There are many other situations where Amy and Peter may have not had the same opportunities and abilities to take advantage of them, leading them to different places in life, even with an equal amount of work and effort on both parts.
Liberals don’t look at a person, and judge them based on their circumstances and use that judgment to justify them being in those circumstances. Liberals do try to remove or reduce those circumstances that leads people into poor outcomes.
Yes, liberal don’t try to fix problems by finding the person that is to blame, liberals try to fix problems by fixing the problem. What if peter would have done perfectly fine working in a a factory making widgets, but there were no factory jobs to make widgets available. Is that peter’s fault, or society’s?
Or, do we really need to assign blame, when the fix in either case is obvious.
I don’t see that as a shift, I see that as a simple observation of watching people shoot themselves in the foot and then complain that there is blood all over their carpet.
So, let me play this back to you the way I heard it: It’s as though there’s been a civil war, and you lost. You’re living in the same place, but it feels as though you are an exile in your own country, because the dominant culture isn’t yours any more. You lost, and now you are a dwindling, misunderstood, despised minority culture.
If that’s the way you feel, well no wonder you’re cranky.
By the way, I think that’s exactly what is happening. It isn’t “coastal elites” though. That would be a very small group, by definition of “elite”. It’s a big group. It’s a huge group. It includes every city in the US and Europe. Millions upon millions of people, and against that there’s, you know, North Dakota. Rural white people, a dying breed.
Hanging out together is not a problem. I live in trump country. Most of my acquaintances are conservative.
We just don’t about politics, as we know that there is no way to see eye to eye on such things, and we are getting together to enjoy ourselves, not to fight and argue.
I am often tempted to break that rule, but I know how annoying it is when someone else does, so I resist that temptation.
But that’s actually a much more restrictive condition than it appears at first glance; a lot of my friends bring up politics simply by existing or by talking about their daily lives. Non-straight people (especially same sex couples), trans people, blacks and hispanics (and to a lesser extent other non-whites), and the like are political simply by existing. You wouldn’t say that a M-F couple is bringing up politics by talking about the marriage they’re planning, but a M-M couple is bringing up the political issue of gay marriage.
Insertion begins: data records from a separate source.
PR #2022, opened 2026-06-25
HDPI-6835: Gen App Doc Sequencing

sadmanrahh:
### Jira link

See [PROJ-6835](https://tools.hmcts.net/jira/browse/PROJ-6835)

### Change description

Move GA numbering from party level to case level:

-The first GA created on a case is GA1
-The second GA on the same case is GA2
-The third is GA3, and so on

This must apply regardless of:

-which party uploads the GA
-what type of general application it is

### Testing done

Screenshot 2026-06-25 at 15 04 44

  * [ ] Yes
  * [X] No

### Checklist


src/main/resources/db/migration/V128__gen_app_case_level_rank.sql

Me talking about the annoyance of getting pulled over on the way to the party isn’t politics, but a black guy talking about how he feared for his life is bringing up the political issue of police brutality. Me using the bathroom at a bar isn’t political, but a trans person doing the same is. Anyone talking about dealing with a medical condition is now ‘talking politics’ because costs are always going to be a major issue.
So while you may not intend it that way, ‘as long as they don’t bring up politics’ really excludes a lot of minorities.